LA POSITION EN ARRIERE

Tout débutant a la tendance de skier en arrière. Nous essayons de les corriger dès le début, ce qui ne marche assez bien avec les adultes. Pourtant, avec les enfants cela prend souvent beaucoup de temps et, à mon avis jusqu’à un certain âge et/ou un certain niveau de ski, cela ne sert à rien. Je vais expliquer pourquoi j’en suis arrivé là.

Pendant des années je pensais que cela était dû aux chaussures de ski qui étaient trop rigides par rapport à la force des enfants, mais j’avais vu des chaussures tout à fait adaptés aux enfants. Un  facteur important pour le débutant est la peur, chez l’adulte comme chez l’enfant, qui fait à ce qu’on se mette plutôt en arrière pour ne pas tomber sur son visage. Tomber sur ses fesses est bien moins douloureux. Je me suis aussi rendu compte que les enfants se relevaient  le plus facilement d’ une position assise en chasse neige que latéralement, les skis parallèles. S’ils se relevaient de cette position c’était parce qu’ils étaient tombé en cette position, cela semble d’une évidence irréprochable ! Les enfants skient leur derrière tout près du sol et ne risquent ainsi rien s’ils tombent sur leurs fesses. Ils se laissent même tomber volontairement et freinent avec  leurs skis en chasse neige tout en aient leurs derrière dans la neige. Eh hop… ré-debout sur leurs skis ! Il est incroyable avec  quelle aisance ils se remettent debout, les jambes toutes raides ! Nous, on n’y arriverait pas.

Est-ce que vraiment nous n’y arriverions pas ? Il suffit de l’essayer pour se rendre compte que cela  est possible mais tout autre qu’agréable. Il doit y avoir une raison physique, comme celle qui explique pourquoi les animaux exposés aux grands froids sont plus gros que leurs cousins des zones tempérées.

Prenons les proportions d’un enfant et d’un adulte :

En position arrière nous créons un couple sur les chaussures de ski. Avec un angle supposé de 30° nous aurions avec un adulte un bras de levier de env.  45cm (a) au centre de gravité et de 30 cm pour un enfant (b) de 120 cm (et 22 kg, env. 6 ans).

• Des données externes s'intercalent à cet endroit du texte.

PR #1643, opened 2021-03-11
[win] Fix double-sending of KeyDown event

### LINKED ISSUE #1642: Receiving two KeyDown events for every key press (Windows 10)
Hi team,

First of all, thanks for all the lovely work on this amazing Druid ecosystem!

After the very recent round of changes, I'm now getting two `KeyDown` events coming in for every key press, even very short ones, so all text input and keyboard shortcuts are being doubled. There is still only one `KeyUp` event generated. This is on Windows 10.

No other events (mouse clicks, etc.) seem to be affected.

Any thoughts would be greatly appreciated.

cmyr:
We send this as part of `simulate_input`, so we don't need to
also send it directly from the runloop.

- fixes #1642


cmyr:
see #1642 for confirmation this is fixing the reported issue.

PR #1645, opened 2021-03-12
Aspect ratio box

arthmis:
So there are some things to fix. 
- First, I don't understand what the `instrument` macro is about so would like advice on how to add that to the widget impl.
- I left some comments in the code because I wasn't too sure what I should do for certain things. 
- The last test I wrote I have a comment on an edge case I'm not too sure what the preferred default is.
- I still have to add the change to the changelog.
- Also I think it would nice to have a `ConstrainedBox` to pass in arbitrary constraints to children for testing.
- This has only been tested on Windows 10.

I think I will need to make some changes after reading about Flutter's constraints model.


druid/src/widget/aspect_ratio_box.rs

Cela nous donne un couple (une force) de 36kgm pour un adulte d’environ 80kg de poids et pour notre garçon environ 6,6 kgm. Le garçon en ce cas fournit 5,5 fois moins d’effort pour maintenir la même position. Certes, il est plus petit et moins fort, mais il pèse env. 3,7 fois moins pour 5,5 fois moins d’effort. La force des muscles etant proportionnelle au poids, et toutes proportions gardées, il fournit une fois et demie moins d'effort que notre adulte. Il faut noter en ce contexte que, plus une personne est en surpoids, plus ce rapport se décale à son désanvantage!

Nous pouvons ainsi dire qu’un enfant fournit seulement deux tiers de la force pour se maintenir dans une position arrière par rapport à un adulte. Essayez de soulever un poids que vous trouvez aisé. Maintenant augmentez le poids de 50%, vous verrez que la différence est énorme.

Pour un enfant il est vraiment aisé de skier en arrière. Lui fournir des arguments rationnels ne vont pas  le convaincre facilement si son expérience lui enseigne différemment. En plus il se trouve en une position avantageuse pour se laisser tomber et se relever est très facile. Notre argument de prof de ski, qu’en position arrière on ne puisse pas bien skier, est partiellement faut, il suffit de regarder les enfants. Ils sont parfois même extrêmement agiles. C’est seulement notre « manque de force » (et quelques avantages indéniables) qui nous fait prendre une position avant. En grandissant, les lois physiques travaillent pour « nous » (les enseignants) et avec un niveau de ski supérieur, les avantages de la position »avant » pourront être pleinement exploités.

Voilà mon conseil : Parlez aux enfants de la position en avant mais ne vous vous entêtez pas dans cette histoire seulement parce que vous avez appris à enseigner comme ça. Il y d’autres choses qui seront plus facilement assimilées par les enfants et qui les font progresser même mieux ! La position en avant viendra en grandissant. Chaque chose à son temps.